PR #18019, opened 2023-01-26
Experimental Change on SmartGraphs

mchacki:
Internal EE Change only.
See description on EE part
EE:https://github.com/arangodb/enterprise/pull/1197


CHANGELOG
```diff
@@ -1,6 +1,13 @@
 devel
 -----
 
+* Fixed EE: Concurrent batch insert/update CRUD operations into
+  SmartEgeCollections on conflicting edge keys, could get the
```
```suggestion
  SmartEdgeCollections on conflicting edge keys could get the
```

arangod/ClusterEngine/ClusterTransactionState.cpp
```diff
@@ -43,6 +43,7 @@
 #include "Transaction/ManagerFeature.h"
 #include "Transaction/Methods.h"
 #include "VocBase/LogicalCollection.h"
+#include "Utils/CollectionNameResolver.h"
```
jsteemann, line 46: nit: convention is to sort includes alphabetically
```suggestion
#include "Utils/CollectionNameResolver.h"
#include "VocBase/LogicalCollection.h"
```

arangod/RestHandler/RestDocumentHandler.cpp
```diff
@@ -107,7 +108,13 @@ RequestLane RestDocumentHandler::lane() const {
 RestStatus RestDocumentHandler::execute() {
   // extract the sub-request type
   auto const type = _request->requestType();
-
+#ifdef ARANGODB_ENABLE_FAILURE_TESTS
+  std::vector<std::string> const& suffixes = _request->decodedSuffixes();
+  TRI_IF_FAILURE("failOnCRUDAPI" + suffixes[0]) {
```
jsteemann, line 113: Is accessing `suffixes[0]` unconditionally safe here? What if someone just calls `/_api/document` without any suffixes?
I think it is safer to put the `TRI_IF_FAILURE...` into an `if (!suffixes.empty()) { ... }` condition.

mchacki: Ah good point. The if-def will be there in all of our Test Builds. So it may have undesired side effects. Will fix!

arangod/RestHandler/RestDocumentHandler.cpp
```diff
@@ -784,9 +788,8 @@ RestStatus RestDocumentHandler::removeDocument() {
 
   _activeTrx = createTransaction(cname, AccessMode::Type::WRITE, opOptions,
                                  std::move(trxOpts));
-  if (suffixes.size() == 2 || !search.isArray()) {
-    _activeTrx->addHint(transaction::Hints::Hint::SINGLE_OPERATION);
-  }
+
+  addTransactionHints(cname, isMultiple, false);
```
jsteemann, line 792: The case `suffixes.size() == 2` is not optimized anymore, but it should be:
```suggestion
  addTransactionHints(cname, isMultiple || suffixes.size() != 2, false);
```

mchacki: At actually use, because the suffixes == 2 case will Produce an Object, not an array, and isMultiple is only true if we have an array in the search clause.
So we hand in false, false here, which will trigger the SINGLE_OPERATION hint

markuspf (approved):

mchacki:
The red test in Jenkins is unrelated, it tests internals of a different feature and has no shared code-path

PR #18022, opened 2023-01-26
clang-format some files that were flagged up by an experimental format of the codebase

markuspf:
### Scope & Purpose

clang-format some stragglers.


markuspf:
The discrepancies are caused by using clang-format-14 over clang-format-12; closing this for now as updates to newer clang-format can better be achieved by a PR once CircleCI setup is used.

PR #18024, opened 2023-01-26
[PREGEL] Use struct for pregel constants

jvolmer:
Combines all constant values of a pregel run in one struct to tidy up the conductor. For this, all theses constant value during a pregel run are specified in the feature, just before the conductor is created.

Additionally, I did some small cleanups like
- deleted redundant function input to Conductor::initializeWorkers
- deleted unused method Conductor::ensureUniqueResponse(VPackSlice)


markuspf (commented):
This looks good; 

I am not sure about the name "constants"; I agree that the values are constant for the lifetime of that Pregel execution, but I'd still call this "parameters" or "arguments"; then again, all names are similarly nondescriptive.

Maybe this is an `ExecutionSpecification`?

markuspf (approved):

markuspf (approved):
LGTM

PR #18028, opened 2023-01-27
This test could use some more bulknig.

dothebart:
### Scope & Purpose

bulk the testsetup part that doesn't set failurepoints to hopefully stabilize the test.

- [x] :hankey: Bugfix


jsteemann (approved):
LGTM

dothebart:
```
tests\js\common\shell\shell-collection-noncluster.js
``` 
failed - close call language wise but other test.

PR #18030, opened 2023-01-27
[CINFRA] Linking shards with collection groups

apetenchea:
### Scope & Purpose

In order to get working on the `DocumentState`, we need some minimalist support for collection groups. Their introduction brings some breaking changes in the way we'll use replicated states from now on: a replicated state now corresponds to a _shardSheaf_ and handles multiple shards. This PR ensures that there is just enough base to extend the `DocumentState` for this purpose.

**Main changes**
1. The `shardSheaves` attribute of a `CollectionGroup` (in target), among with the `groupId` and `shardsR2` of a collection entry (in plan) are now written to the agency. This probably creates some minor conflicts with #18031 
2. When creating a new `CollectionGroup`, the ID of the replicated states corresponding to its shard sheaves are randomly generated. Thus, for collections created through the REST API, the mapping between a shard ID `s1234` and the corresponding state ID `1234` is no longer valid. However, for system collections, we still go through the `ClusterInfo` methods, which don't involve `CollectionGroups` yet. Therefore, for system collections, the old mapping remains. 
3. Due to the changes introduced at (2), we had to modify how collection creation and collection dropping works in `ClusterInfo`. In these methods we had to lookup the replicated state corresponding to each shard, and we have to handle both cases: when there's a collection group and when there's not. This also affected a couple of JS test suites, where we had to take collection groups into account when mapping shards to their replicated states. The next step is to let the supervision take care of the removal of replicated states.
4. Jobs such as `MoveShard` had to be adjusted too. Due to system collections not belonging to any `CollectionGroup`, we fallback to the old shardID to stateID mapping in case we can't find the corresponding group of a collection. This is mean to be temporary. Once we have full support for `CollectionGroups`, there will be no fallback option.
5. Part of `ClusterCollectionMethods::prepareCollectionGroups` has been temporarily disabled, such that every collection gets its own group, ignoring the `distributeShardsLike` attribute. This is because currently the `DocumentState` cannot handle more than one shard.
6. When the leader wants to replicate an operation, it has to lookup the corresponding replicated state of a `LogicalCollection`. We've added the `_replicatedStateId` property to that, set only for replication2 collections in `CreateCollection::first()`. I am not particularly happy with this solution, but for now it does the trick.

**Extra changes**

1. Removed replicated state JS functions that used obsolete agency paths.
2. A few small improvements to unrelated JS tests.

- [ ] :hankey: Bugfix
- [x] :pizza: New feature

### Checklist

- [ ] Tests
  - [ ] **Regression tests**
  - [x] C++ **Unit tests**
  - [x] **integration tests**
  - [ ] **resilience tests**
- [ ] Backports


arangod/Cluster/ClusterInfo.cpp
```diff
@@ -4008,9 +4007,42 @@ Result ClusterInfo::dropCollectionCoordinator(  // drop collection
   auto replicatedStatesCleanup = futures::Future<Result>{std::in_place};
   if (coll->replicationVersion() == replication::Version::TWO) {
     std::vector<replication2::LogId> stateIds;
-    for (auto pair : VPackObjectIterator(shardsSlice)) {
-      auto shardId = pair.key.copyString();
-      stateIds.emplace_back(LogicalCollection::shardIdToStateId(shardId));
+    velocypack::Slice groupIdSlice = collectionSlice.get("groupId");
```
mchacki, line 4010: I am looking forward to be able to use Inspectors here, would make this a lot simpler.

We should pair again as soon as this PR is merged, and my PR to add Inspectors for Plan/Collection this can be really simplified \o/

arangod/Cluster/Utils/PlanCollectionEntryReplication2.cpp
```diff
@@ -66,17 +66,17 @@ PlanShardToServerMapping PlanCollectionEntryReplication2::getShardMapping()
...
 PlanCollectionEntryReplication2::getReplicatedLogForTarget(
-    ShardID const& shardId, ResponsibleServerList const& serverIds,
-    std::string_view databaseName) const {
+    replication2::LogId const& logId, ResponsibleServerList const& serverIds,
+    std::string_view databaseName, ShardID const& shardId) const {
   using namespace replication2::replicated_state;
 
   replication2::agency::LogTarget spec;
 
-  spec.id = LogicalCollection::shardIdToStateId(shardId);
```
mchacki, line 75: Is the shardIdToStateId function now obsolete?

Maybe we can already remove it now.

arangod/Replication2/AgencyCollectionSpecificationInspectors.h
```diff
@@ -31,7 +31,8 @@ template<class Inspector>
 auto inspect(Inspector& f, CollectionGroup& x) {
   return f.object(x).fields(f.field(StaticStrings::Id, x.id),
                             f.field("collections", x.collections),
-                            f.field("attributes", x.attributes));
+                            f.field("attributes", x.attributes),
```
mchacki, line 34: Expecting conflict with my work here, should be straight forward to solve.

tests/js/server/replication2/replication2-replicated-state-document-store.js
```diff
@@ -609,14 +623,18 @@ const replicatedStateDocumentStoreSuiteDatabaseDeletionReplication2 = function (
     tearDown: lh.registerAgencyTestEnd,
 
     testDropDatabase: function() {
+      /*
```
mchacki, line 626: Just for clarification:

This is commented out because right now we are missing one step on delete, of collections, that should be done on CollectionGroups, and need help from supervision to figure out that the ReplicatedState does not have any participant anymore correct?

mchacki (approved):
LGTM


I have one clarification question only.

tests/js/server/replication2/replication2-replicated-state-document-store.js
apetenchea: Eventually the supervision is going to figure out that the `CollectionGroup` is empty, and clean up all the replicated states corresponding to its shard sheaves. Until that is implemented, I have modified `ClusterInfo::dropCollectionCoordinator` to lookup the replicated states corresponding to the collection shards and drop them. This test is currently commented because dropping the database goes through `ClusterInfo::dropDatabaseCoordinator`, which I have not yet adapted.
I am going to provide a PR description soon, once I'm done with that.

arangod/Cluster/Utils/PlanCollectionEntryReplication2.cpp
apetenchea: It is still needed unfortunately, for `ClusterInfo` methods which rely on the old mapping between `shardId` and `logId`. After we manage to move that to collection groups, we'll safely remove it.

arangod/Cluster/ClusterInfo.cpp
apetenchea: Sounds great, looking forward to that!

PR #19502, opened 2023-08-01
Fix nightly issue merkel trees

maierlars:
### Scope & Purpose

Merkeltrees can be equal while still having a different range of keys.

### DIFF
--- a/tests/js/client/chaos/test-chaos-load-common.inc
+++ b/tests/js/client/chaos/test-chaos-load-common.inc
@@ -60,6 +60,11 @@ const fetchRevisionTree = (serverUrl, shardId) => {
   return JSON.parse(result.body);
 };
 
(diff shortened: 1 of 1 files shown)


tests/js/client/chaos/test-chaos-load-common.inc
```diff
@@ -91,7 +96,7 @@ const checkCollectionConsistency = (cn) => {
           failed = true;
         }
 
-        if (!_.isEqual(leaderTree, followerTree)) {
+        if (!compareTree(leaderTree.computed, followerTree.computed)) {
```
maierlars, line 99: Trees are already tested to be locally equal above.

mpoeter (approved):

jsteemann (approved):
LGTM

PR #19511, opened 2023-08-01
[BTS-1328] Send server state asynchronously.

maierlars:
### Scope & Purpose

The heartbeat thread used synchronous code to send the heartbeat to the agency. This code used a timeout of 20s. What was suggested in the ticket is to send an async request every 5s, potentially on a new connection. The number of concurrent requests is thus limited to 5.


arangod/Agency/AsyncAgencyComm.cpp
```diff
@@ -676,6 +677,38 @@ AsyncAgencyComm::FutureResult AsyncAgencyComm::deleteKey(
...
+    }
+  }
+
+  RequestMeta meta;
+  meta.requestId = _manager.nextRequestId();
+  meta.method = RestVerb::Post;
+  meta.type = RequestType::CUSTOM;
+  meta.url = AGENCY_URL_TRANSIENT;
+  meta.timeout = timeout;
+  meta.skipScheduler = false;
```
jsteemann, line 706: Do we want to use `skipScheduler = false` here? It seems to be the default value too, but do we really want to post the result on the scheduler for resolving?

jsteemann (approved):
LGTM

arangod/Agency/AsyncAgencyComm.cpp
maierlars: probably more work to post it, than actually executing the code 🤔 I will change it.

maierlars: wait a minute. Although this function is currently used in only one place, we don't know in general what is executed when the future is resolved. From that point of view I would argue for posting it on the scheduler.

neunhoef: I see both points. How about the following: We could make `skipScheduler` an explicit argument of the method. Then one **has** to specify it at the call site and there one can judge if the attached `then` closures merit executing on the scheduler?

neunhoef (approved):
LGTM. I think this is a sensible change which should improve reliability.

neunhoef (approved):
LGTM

● ● ● ●

**WHAT YOU ARE ASKED TO DO:** Take every line from the data above that holds "common" and copy it out.

**RESULT:**
tests\js\common\shell\shell-collection-noncluster.js
--- a/tests/js/client/chaos/test-chaos-load-common.inc
+++ b/tests/js/client/chaos/test-chaos-load-common.inc
tests/js/client/chaos/test-chaos-load-common.inc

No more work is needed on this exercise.